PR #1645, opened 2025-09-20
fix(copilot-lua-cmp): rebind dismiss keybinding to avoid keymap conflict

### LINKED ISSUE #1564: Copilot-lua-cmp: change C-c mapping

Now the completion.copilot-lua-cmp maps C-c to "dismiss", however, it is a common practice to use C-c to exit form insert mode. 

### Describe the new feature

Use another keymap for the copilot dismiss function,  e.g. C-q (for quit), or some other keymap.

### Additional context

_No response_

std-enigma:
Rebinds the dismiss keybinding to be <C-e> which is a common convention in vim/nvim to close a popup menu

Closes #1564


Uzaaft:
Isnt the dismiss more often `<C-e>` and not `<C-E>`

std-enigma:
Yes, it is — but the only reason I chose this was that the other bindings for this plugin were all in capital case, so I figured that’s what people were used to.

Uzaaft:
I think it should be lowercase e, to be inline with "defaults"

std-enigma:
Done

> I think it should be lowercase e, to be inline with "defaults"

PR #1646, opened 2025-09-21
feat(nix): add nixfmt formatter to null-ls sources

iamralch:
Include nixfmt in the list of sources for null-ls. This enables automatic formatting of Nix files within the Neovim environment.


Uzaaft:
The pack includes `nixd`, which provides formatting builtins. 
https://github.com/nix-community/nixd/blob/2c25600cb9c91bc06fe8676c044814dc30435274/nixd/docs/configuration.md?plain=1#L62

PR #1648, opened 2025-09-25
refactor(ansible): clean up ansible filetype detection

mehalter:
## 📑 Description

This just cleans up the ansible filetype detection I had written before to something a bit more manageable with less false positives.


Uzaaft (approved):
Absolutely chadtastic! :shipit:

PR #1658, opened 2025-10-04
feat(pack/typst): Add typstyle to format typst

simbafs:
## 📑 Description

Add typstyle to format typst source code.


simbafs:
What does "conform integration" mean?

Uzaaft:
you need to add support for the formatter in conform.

+ + + + + + +

THE TASK:
Your answer must hold the line containing "### LINKED ISSUE" and all lines after it in the entries above, exactly, and nothing else.

OUTPUT OF THE TASK:
### LINKED ISSUE #1564: Copilot-lua-cmp: change C-c mapping

Now the completion.copilot-lua-cmp maps C-c to "dismiss", however, it is a common practice to use C-c to exit form insert mode. 

### Describe the new feature

Use another keymap for the copilot dismiss function,  e.g. C-q (for quit), or some other keymap.

### Additional context

_No response_

std-enigma:
Rebinds the dismiss keybinding to be <C-e> which is a common convention in vim/nvim to close a popup menu

Closes #1564


Uzaaft:
Isnt the dismiss more often `<C-e>` and not `<C-E>`

std-enigma:
Yes, it is — but the only reason I chose this was that the other bindings for this plugin were all in capital case, so I figured that’s what people were used to.

Uzaaft:
I think it should be lowercase e, to be inline with "defaults"

std-enigma:
Done

> I think it should be lowercase e, to be inline with "defaults"

PR #1646, opened 2025-09-21
feat(nix): add nixfmt formatter to null-ls sources

iamralch:
Include nixfmt in the list of sources for null-ls. This enables automatic formatting of Nix files within the Neovim environment.


Uzaaft:
The pack includes `nixd`, which provides formatting builtins. 
https://github.com/nix-community/nixd/blob/2c25600cb9c91bc06fe8676c044814dc30435274/nixd/docs/configuration.md?plain=1#L62

PR #1648, opened 2025-09-25
refactor(ansible): clean up ansible filetype detection

mehalter:
## 📑 Description

This just cleans up the ansible filetype detection I had written before to something a bit more manageable with less false positives.


Uzaaft (approved):
Absolutely chadtastic! :shipit:

PR #1658, opened 2025-10-04
feat(pack/typst): Add typstyle to format typst

simbafs:
## 📑 Description

Add typstyle to format typst source code.


simbafs:
What does "conform integration" mean?

Uzaaft:
you need to add support for the formatter in conform.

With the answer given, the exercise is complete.